- _PROMPT_
Could you filter the records below and return each line that holds "them"?

Top of THE DATA

PR #4964, opened 2026-07-10
Lint: fix credo error

josephjclark:
Our lint tests are failing for a bunch of reasons, but one of them is this credo error:

> One `Enum.reject/2` is more efficient than `Enum.reject/2 |> 
┃       Enum.reject/2`

Looking at the code in question I'm not too worried about performance, I think the code is clearer using two iterations.

Claude says this:

> our current code has a comment on line 907-911 explaining why target-only-added-after-fork workflows get dropped, and the two separate rejects read as two distinct filtering concerns ("drop ones still in the sandbox" then "drop ones added after the fork"). Merging them into a single or slightly blurs those two intents.  On a list of workflows the efficiency gain is negligible.

On that basis I've disabled credo for that line. Open to suggestions but I think this is quite reasonable.

## AI Usage

want to know!):

- [x] I have used Claude Code
- [ ] I have not used AI

### DIFF
--- a/lib/lightning_web/live/sandbox_live/index.ex
+++ b/lib/lightning_web/live/sandbox_live/index.ex
@@ -912,6 +912,7 @@ defmodule LightningWeb.SandboxLive.Index do
     deleted_entries =
       target_workflows
       |> Enum.reject(fn wf -> MapSet.member?(source_workflow_names, wf.name) end)
+      # credo:disable-for-next-line Credo.Check.Refactor.RejectReject
       |> Enum.reject(fn wf -> workflow_added_after_fork?(wf, source) end)
       |> Enum.map(fn wf ->
         %MergeWorkflow{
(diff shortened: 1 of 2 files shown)


elias-ba (approved):
Pushed a small alternative @josephjclark: folded the two rejects into one pass with `or` so credo passes for real, rather than suppressing it.

elias-ba:
Hey @josephjclark, I pushed another commit directly here to fix a flaky JS test that was failing CI on this PR. Nothing to do with your change, just a pre-existing test in `Header.test.tsx` that leaked state between tests and tripped under certain run orders. Added the per-test teardown the sibling file already does, and ran the suite shuffled many times to confirm it's stable.

josephjclark:
@elias-ba that commit should have been a different PR really! Let me check and merge.

lib/lightning_web/live/sandbox_live/index.ex
```diff
@@ -911,8 +911,10 @@ defmodule LightningWeb.SandboxLive.Index do
     # a merge never silently deletes them, and removal is opt-in.
     deleted_entries =
       target_workflows
-      |> Enum.reject(fn wf -> MapSet.member?(source_workflow_names, wf.name) end)
-      |> Enum.reject(fn wf -> workflow_added_after_fork?(wf, source) end)
+      |> Enum.reject(fn wf ->
```
josephjclark, line 914: Is this change expected?

midigofrank (approved):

Bottom of THE DATA

- _YOUR RESPONSE_
Our lint tests are failing for a bunch of reasons, but one of them is this credo error:
> our current code has a comment on line 907-911 explaining why target-only-added-after-fork workflows get dropped, and the two separate rejects read as two distinct filtering concerns ("drop ones still in the sandbox" then "drop ones added after the fork"). Merging them into a single or slightly blurs those two intents.  On a list of workflows the efficiency gain is negligible.
     # a merge never silently deletes them, and removal is opt-in.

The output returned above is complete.